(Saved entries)
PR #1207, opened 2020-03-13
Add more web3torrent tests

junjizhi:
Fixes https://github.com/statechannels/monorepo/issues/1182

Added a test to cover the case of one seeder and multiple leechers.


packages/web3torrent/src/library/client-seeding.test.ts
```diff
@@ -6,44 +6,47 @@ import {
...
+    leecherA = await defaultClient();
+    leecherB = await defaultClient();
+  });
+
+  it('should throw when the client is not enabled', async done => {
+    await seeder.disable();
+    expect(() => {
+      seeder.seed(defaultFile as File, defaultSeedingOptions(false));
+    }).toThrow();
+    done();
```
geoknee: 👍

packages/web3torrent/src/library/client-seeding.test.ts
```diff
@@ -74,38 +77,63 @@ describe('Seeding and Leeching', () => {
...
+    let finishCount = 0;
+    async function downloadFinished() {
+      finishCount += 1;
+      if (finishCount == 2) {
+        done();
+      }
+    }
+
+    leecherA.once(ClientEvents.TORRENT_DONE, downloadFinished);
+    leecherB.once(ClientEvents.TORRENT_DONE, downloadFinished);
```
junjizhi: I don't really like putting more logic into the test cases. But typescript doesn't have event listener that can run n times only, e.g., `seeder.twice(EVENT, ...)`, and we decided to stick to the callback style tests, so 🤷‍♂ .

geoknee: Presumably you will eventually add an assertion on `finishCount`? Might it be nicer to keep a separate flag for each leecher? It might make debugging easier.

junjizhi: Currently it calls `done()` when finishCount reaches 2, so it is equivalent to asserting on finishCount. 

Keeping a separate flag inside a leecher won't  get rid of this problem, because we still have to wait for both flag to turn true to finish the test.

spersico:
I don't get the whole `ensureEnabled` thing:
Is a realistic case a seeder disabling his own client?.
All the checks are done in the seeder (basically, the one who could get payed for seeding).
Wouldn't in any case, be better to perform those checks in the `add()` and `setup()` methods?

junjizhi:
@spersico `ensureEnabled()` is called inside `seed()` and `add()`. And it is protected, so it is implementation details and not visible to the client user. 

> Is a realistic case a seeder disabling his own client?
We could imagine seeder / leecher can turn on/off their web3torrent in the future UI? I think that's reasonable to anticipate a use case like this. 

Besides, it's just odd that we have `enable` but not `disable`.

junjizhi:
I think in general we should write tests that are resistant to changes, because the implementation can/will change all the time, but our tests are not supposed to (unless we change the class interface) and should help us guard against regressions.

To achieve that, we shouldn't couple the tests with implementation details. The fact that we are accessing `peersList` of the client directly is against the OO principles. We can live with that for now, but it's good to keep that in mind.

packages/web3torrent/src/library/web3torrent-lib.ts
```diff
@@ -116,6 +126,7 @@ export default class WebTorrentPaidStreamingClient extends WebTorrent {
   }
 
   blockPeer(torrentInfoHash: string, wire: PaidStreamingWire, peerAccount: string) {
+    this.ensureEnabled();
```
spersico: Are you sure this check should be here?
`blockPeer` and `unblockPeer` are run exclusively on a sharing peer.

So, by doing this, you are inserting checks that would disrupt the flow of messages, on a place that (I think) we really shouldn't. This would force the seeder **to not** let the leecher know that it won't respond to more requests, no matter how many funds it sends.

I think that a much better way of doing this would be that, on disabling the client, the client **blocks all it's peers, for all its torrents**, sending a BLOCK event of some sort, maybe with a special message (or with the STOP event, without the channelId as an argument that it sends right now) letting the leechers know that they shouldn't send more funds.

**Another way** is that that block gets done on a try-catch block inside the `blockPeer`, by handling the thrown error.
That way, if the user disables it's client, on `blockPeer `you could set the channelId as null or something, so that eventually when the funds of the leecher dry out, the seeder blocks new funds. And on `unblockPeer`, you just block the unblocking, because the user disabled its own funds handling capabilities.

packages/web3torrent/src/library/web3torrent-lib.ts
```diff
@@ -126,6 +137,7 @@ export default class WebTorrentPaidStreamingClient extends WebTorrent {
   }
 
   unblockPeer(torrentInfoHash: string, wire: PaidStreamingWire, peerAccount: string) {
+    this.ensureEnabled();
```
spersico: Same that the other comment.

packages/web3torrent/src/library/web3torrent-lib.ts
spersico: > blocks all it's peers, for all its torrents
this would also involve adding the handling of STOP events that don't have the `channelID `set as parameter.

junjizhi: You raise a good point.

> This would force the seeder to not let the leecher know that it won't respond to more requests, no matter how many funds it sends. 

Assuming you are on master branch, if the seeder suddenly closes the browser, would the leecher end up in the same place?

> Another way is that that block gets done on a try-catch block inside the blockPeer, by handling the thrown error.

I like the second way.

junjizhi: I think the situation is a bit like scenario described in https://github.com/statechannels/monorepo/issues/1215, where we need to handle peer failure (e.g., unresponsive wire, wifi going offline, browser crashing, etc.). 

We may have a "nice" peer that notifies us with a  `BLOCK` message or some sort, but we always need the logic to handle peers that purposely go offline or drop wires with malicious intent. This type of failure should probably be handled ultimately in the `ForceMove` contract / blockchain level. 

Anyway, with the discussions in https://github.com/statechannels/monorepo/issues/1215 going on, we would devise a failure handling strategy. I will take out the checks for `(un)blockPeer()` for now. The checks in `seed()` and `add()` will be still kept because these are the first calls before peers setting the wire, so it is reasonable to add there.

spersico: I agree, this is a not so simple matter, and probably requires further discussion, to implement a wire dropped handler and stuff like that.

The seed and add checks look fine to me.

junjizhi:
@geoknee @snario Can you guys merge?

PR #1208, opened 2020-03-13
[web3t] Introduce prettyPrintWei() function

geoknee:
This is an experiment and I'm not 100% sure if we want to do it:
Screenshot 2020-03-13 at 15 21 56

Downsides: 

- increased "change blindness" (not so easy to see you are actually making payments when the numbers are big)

==

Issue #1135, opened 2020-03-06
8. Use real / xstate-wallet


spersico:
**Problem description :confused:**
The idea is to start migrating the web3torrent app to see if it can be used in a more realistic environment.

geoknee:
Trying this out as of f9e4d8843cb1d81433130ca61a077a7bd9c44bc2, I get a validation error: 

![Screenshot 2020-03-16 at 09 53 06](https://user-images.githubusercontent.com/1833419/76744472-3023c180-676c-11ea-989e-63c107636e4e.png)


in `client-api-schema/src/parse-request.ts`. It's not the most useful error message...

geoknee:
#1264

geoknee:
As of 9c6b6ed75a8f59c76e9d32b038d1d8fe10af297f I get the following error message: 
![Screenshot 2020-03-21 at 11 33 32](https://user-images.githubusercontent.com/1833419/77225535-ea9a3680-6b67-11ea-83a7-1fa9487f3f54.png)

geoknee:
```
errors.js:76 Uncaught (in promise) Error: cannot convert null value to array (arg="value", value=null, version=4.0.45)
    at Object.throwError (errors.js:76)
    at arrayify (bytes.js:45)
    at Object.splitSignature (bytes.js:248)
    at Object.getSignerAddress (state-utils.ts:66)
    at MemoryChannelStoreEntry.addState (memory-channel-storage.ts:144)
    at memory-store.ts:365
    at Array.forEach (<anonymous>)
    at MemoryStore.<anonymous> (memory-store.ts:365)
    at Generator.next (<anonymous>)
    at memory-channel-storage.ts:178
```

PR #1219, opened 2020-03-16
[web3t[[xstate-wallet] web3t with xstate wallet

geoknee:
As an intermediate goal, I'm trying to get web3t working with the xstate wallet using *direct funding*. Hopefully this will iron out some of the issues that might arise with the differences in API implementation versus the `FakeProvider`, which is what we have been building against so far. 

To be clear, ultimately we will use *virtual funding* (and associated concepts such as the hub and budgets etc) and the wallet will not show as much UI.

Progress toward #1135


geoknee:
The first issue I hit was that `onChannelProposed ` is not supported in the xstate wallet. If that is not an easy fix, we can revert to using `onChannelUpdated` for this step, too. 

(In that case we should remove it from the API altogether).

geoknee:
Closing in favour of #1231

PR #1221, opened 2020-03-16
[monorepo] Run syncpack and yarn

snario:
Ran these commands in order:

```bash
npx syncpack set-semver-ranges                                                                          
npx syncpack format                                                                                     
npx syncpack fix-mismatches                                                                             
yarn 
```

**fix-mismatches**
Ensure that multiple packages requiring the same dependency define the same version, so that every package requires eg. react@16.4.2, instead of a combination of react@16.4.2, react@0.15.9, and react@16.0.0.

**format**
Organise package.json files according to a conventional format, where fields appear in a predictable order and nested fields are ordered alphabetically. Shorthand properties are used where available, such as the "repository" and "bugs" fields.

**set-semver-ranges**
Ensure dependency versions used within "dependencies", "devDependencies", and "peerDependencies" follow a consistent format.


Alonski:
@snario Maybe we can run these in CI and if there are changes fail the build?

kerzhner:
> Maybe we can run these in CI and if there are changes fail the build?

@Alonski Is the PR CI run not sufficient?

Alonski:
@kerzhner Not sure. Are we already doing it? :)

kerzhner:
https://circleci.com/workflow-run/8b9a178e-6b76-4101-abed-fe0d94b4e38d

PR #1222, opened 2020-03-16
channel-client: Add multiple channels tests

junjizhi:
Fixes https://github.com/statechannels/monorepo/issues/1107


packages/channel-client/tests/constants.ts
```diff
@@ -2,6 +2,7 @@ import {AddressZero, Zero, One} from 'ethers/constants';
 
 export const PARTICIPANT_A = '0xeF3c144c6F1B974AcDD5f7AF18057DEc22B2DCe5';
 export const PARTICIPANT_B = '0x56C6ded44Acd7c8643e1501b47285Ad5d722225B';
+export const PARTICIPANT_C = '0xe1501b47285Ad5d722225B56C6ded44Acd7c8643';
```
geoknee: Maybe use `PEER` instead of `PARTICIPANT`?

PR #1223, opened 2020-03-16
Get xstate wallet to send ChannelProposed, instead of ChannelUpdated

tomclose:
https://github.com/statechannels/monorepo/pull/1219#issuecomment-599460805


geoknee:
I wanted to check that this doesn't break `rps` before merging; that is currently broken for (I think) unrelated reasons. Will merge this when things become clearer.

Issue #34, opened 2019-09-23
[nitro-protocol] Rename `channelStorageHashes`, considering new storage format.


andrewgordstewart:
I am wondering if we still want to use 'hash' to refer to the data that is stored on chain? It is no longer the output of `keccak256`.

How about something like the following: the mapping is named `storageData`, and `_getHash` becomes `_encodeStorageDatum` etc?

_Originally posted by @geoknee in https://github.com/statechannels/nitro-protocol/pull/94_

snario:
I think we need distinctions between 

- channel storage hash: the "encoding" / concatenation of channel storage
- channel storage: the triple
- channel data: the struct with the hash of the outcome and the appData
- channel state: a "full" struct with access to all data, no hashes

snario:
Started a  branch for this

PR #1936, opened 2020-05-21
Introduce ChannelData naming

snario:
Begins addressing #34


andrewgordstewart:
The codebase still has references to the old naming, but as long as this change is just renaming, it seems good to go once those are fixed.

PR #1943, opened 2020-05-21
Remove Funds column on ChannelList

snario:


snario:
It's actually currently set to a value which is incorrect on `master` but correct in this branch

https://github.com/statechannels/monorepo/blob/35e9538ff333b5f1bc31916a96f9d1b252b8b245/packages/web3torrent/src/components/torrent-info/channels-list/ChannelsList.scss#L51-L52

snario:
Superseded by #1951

= What you will do =
Each line in the data that holds the string "matter" should be found and copied.

= Result for this exercise =
So, by doing this, you are inserting checks that would disrupt the flow of messages, on a place that (I think) we really shouldn't. This would force the seeder **to not** let the leecher know that it won't respond to more requests, no matter how many funds it sends.
> This would force the seeder to not let the leecher know that it won't respond to more requests, no matter how many funds it sends. 
spersico: I agree, this is a not so simple matter, and probably requires further discussion, to implement a wire dropped handler and stuff like that.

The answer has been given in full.